Estimated sum (seq): 42392944
Time taken for sequential implementation: 0.48s
Estimated sum (parallel): 42392944
Time taken for parallel implementation: 0.27s
My CPU has four logical cores (and I am using four threads), now I am wondering, would there be anyway to get four times better performance than the sequential implementation.
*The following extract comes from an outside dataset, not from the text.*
PR #1289, opened 2020-08-15
Fix: Scale down localVideo which is already smaller than req resulition

psi-4ward:
When disableSimulcast=true the Lib tries to scale-down the local-video track to match `config.resolution`.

I see a different problem here when my map of vectors test_map is short, but fat at each level, i.e., the map size is small and but the vector size at each of the keys is very large. In such a case the performance of sequential and parallel implementations are comparable, without much difference. It seems like we need to parallelize inner loops too. Do you know how to achieve it in this context?